Collected data
_____

PR #475, opened 2019-09-24
use existing networks, fallback to network/subnet defined in cluster …

### LINKED ISSUE #428: support create LB with existing network/subnet

sbueringer:
This PR enables the following:
* reuse existing networks/subnet if they cannot be created (by defining NodeCIDR in the OpenStackCluster)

_____

Work instruction
Copying begins at the line that holds "This PR enables" and ends at the last line of the data above, with both included and each line kept exactly.

Exercise response
This PR enables the following:
* reuse existing networks/subnet if they cannot be created (by defining NodeCIDR in the OpenStackCluster)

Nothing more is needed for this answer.